### SOURCE MATERIAL:
================

Issue #467, opened 2024-01-11
[RFE] Ability to match on methods/functions/constructors with particular argument types


jmle:
The analyzer should have the ability to match on methods, functions or constructors that are passed a specific argument type, for instance:
```yaml
java.referenced:
  location: CONSTRUCTOR
  pattern: java.lang.String\(java.lang.StringBuilder\)
```
would match on:
```java
StringBuilder arg = new StringBuilder("Hello World!")'
String str = new String(arg);
```
but not on:
```java
String arg = "Hello World!";
String str = new String(arg);
```

We could either escape the parenthesis of the method call, as done in the yaml example above, or add an additional field, as in:
```yaml
java.referenced:
  location: CONSTRUCTOR
  arguments:
    - java.lang.String
  pattern: java.lang.String(*)
```

jmle:
There seem to be a few:
![image](https://github.com/konveyor/analyzer-lsp/assets/4527008/8c7372ff-4d25-4bb5-be9b-21cf3c3e7bb6)

I wouldn't say it's super important, but if it can be achieved we should definitely add it at some point.

shawn-hurley:
That makes sene to add it, I am not at all opposed, was trying to get a sense of how important it is

PR #659, opened 2024-07-16
:bug: Add annotation inspection support

jmle:
This PR adds support for inspecting annotations.

:green_circle: Things that can be done now:
- Check for annotations that are annotating specific `FIELD_DECLARATION`, `METHOD_DECLARATION` or `TYPE`
- Match against `METHOD_DECLARATION`

:red_circle: Things that cannot be done **yet**:
- Match `location: ANNOTATION` and inspect its values.
- Inspect on annotations on `location: CONSTRUCTOR`.

Depends on:
- https://github.com/konveyor/java-analyzer-bundle/pull/104

Fixes:
- https://github.com/konveyor/analyzer-lsp/issues/460
- https://github.com/konveyor/analyzer-lsp/issues/467

### DIFF
--- a/engine/engine.go
+++ b/engine/engine.go
@@ -334,7 +334,7 @@ func (r *ruleEngine) runTaggingRules(ctx context.Context, infoRules []ruleMessag
 				rs.Errors[rule.RuleID] = err.Error()
 			}
 		} else if response.Matched && len(response.Incidents) > 0 {
-			r.logger.V(5).Info("info rule was matched", "ruleID", rule.RuleID)
+			r.logger.V(5).Info("rule was matched", "ruleID", rule.RuleID)
 			tags := map[string]bool{}
 			for _, tagString := range rule.Perform.Tag {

================

### WORK TASK:
Out of the data above, transcribe exactly and only the lines starting with the line that has "- Match against" and going on through the line that has "- https://github.com/konveyor/analyzer-lsp/issues/460", both included.

### FINISHED TASK:
- Match against `METHOD_DECLARATION`

:red_circle: Things that cannot be done **yet**:
- Match `location: ANNOTATION` and inspect its values.
- Inspect on annotations on `location: CONSTRUCTOR`.

Depends on:
- https://github.com/konveyor/java-analyzer-bundle/pull/104

Fixes:
- https://github.com/konveyor/analyzer-lsp/issues/460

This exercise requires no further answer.